Last Line First
I knew I had flaws. Despite my vanity and pride, my quick temper, my eccentricities and rapacious literary ambitions, I believe Paul had truly loved me. He had been an exciting and wonderful lover. Yes, Paul was the love of my life, the one who would for ever live in my heart.
As for my feminist leanings, the remark he had once made that he never objected to my "hobbies", nor ever attempted to confine me in any way, was perfectly true. At least that is what he told himself.
He was a musician and at first, I attended all his concerts and in truth some rehearsals too. I even flew back from Italy, where I was on holiday, to hear him perform the Bruch violin concerto. But, early on I recognised that there was a danger of my life revolving around his. At first, I managed to write in the margins as it were during his rehearsals. Writing, unlike music is silent and moreover can be done discretely. There was no paraphernalia. Unlike the amount of baggage, he hawked around. It wasn't just the instruments (he played the French horn and the trumpet as well as the fiddle for a time) it was the bags of music, and the music stands and sometimes amps and mics. At first no-one knew that I was a writer not even him.
I am not sure how it came about but people started to ask,” What are you writing?” and “I hope that is not a crit of the band.” and “Are you a journalist?”
I would look up, smile and continue to write. Then I thought why not say more. So sometimes I'd say, “I am writing a short story.” or “It's my diary.” Next, I elaborated, and I'd say,” It's the last chapter of my novel. I have to get it to the publisher.”
I had to change my replies because people started to want to know more and they would ask, "What's it about? And “What kind of novel is it? Detective? Historical? Love story? “
That did it. I had a light bulb moment. I asked myself some questions. “What in God's name was I doing? I wanted to be a writer. I had an office in my house with a damn good desk, a bookcase full of reference books, a telephone at my elbow, and even a computer which gave me access to Wikipedia.”

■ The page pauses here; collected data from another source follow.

PR #13543, opened 2018-12-05
Chi_square_check for discrete distribution fix

ChaiBapchya:
## Description ##
check for bucket instead of the bucket index

It was incorrectly checking for index
```
for i in range(len(buckets)):
    obs_freq[i] = (sample_bucket_ids == i).sum()
```

It should be checking for the value at the index

Bucketing for discrete and continuous distributions is different and hence has to be handled differently.

Moreover this change passes the verify_generator tests for both discrete distribution (randint) as well as continuous ones (normal, uniform, ... etc)

### DIFF
--- a/python/mxnet/test_utils.py
+++ b/python/mxnet/test_utils.py
@@ -1911,12 +1911,15 @@ def chi_square_check(generator, buckets, probs, nsamples=1000000):
     if continuous_dist:
         sample_bucket_ids = np.searchsorted(buckets_npy, samples, side='right')
     else:
-        sample_bucket_ids = samples
+        sample_bucket_ids = np.array(samples)
     if continuous_dist:
         sample_bucket_ids = sample_bucket_ids // 2
     obs_freq = np.zeros(shape=len(buckets), dtype=np.int)
     for i, _ in enumerate(buckets):
-        obs_freq[i] = (sample_bucket_ids == buckets[i]).sum()
+        if continuous_dist:
+            obs_freq[i] = (sample_bucket_ids == i).sum()
+        else:
+            obs_freq[i] = (sample_bucket_ids == buckets[i]).sum()
     _, p = ss.chisquare(f_obs=obs_freq, f_exp=expected_freq)
     return p, obs_freq, expected_freq
 
--- a/python/mxnet/test_utils.py
+++ b/python/mxnet/test_utils.py
@@ -1916,7 +1916,7 @@ def chi_square_check(generator, buckets, probs, nsamples=1000000):
         sample_bucket_ids = sample_bucket_ids // 2
     obs_freq = np.zeros(shape=len(buckets), dtype=np.int)
     for i, _ in enumerate(buckets):
-        obs_freq[i] = (sample_bucket_ids == buckets[i]).astype('uint8').sum()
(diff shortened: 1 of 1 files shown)


python/mxnet/test_utils.py
```diff
@@ -1915,8 +1915,8 @@ def chi_square_check(generator, buckets, probs, nsamples=1000000):
     if continuous_dist:
         sample_bucket_ids = sample_bucket_ids // 2
     obs_freq = np.zeros(shape=len(buckets), dtype=np.int)
-    for i in range(len(buckets)):
-        obs_freq[i] = (sample_bucket_ids == i).sum()
+    for i, _ in enumerate(buckets):
```
yuxihu: Looks like you do not need to change this line. You just need i.

python/mxnet/test_utils.py
```diff
@@ -1915,8 +1915,8 @@ def chi_square_check(generator, buckets, probs, nsamples=1000000):
...
+        obs_freq[i] = (sample_bucket_ids == buckets[i]).astype('uint8').sum()
```
yuxihu: Are you sure this work? (sample_bucket_ids == buckets[i]) will return a bool object. you might hit AttributeError here. Please double check.

ChaiBapchya: hence I tried to convert it to int so as to take sum

python/mxnet/test_utils.py
ChaiBapchya: nope, it fails on CI saying use_enumerate instead of range(Len())
Hence I had to put a separate commit c989695 for that

python/mxnet/test_utils.py
ChaiBapchya: but even that doesn't work that way. hence using count instead.

python/mxnet/test_utils.py
```diff
@@ -1915,8 +1915,8 @@ def chi_square_check(generator, buckets, probs, nsamples=1000000):
     if continuous_dist:
         sample_bucket_ids = sample_bucket_ids // 2
     obs_freq = np.zeros(shape=len(buckets), dtype=np.int)
-    for i in range(len(buckets)):
-        obs_freq[i] = (sample_bucket_ids == i).sum()
+    for i, _ in enumerate(buckets):
+        obs_freq[i] = (sample_bucket_ids == buckets[i]).sum()
```
yuxihu: This does not work. You might want to test it locally and make sure it passes.

python/mxnet/test_utils.py
```diff
@@ -1911,12 +1911,15 @@ def chi_square_check(generator, buckets, probs, nsamples=1000000):
...
     if continuous_dist:
         sample_bucket_ids = sample_bucket_ids // 2
     obs_freq = np.zeros(shape=len(buckets), dtype=np.int)
-    for i in range(len(buckets)):
-        obs_freq[i] = (sample_bucket_ids == i).sum()
+    for i, _ in enumerate(buckets):
+        if continuous_dist:
+            obs_freq[i] = (sample_bucket_ids == i).sum()
+        else:
+            obs_freq[i] = (sample_bucket_ids == buckets[i]).sum()
```
yuxihu: it will still fail if it goes to the 'else' branch, right?

Issue #13385, opened 2018-11-23
[Clojure] - Turn examples into integration tests


gigasquid:
Currently we have a good set of examples in the Clojure package but it would be nice to be able to run them as integration/ regression tests whenever we are making changes or getting ready for a release.

Some thought needs to be put into the best way to do this, but one idea is to make them runnable with `lein test` somehow and then have a script that runs through all the directories in the examples and run them.

gigasquid:
This is now in place!  Thanks @hellonico

PR #13554, opened 2018-12-06
#13385 [Clojure] - Turn examples into integration tests

hellonico:
!!! This is work in progress. 

Would:
- the committed script 
- adding a bare minimum deftest inside each example

be ok?

### DIFF
--- a/contrib/clojure-package/examples/cnn-text-classification/src/cnn_text_classification/classifier.clj
+++ b/contrib/clojure-package/examples/cnn-text-classification/src/cnn_text_classification/classifier.clj
@@ -16,7 +16,9 @@
 ;;
 
 (ns cnn-text-classification.classifier
-  (:require [cnn-text-classification.data-helper :as data-helper]
+  (:require [clojure.java.io :as io]
+            [clojure.java.shell :refer [sh]]
+            [cnn-text-classification.data-helper :as data-helper]
             [org.apache.clojure-mxnet.eval-metric :as eval-metric]
             [org.apache.clojure-mxnet.io :as mx-io]
             [org.apache.clojure-mxnet.module :as m]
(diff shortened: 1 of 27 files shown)


gigasquid:
Thanks so much @hellonico for tackling this. This will be a big improvement to stability and regression of the package as we develop it.  The way you are approaching it with a minimum test and then the script seems like the right direction. 😸

hellonico:
The following examples are turned into integration tests:

SuperPinkicious:examples niko$ find . -name test 
./gan/test
./visualization/test
./neural-style/test
./tutorial/test
./multi-label/test
./module/test
./cnn-text-classification/test
./imclassification/test
./profiler/test
./rnn/test

rnn has a training section and a test trained network section, but the training section is very, very, very slow 
I am wondering if it should still be added or not? It largely depends on the CI setup at this stage, but on my dev machine I can not get anything in a reasonable amount of time.

gigasquid:
@hellonico - Awesome work!
Regarding the rnn example - I think limiting it to just the test trained network is sufficient and will keep the time down to a somewhat reasonable level.

hellonico:
Good morning ! 
Great. Just squashed the commits ... and rebased on master.

gigasquid:
Great! I’ll take a look on Monday. Thanks!

Have a good rest of the weekend
:)

Carin

hellonico:
> ci/jenkins/mxnet-validation/sanity — Job failed 

Any idea on how to avoid the (de facto not very possible) license check on json files ?

hellonico:
Finally ... 

[nohup.txt](https://github.com/apache/incubator-mxnet/files/2661882/nohup.txt)

gigasquid:
Awesome work! I think we can get the CI to pass the RAT check if you put the files having trouble:

`mxnet/contrib/clojure-package/examples/imclassification/test/test-symbol.json.ref`
 `mxnet/contrib/clojure-package/examples/profiler/test/profile-matmul-20iter.json.ref`

 in here https://github.com/apache/incubator-mxnet/blob/master/tests/nightly/apache_rat_license_check/rat-excludes

It gets called from here https://github.com/apache/incubator-mxnet/blob/master/ci/docker/runtime_functions.sh#L996

@marcoabreu Do you have thoughts on how these integration tests should be integrated in the CI? Should it be nightly since they run pretty long? Should we merge this first and then open another one for integrating into the CI?

marcoabreu:
Yeah nightly would be a good place. I'll leave it up to you whether we do it in this PR or a separate one. But I think a separate one is a good idea

hellonico:
- Rebased master (monday 10th commits) 
- Updated json files to be ignored in the nightly checks 

Ready to be merged !

Let's find out how much time it takes to run the suite. When the models are already there, those tests run in about 10-15 minutes on slow machine.

gigasquid:
Thanks for taking this on and making it happen 💯 

I'm going to go ahead a merge this and then we can work on adding it to the nightly tests in another PR and see how it runs there.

At about that time ten copies of my autobiography which I had self- published arrived. Of course, Jack knew nothing about it. He hadn't seen me writing it, nor had he been aware that I was communicating with a publisher. When I received the first copies, I put them on my well stocked shelves of books, and he never noticed. That all changed when my friend, Janet, suggested that she wanted to help me to take it from the page to the stage. She did most of the writing here, but I suggested which parts I thought would work and she wrote them. Janet had written a couple of plays and performed them around Liverpool and Manchester to great acclaim. We had a mutual friend who had produced and directed her plays and was willing to do the same for me. Keith was gay and a really good friend who frequently accompanied me to exhibitions and theatre productions. On one occasion when I told Paul that I was going to Manchester with Keith he seemed upset and objected.
“You know Keith's gay, don't you? “I said.
To which he replied, “Does he have a certificate to prove it?”
He was a good producer and director. We were lucky enough to perform my play in a prestigious theatre and it was well attended. The audience were very appreciative. Jack didn't appear. He knew the date, the venue and the performance time. A huge bouquet arrived at the theatre from him for me. Later, he didn't ask about the performance, but he did ask if I had received the bouquet. He wanted praise for his exceptional thoughtfulness.
I managed at last, to end the relationship. For now, I had become what I had always longed to be, a woman of letters.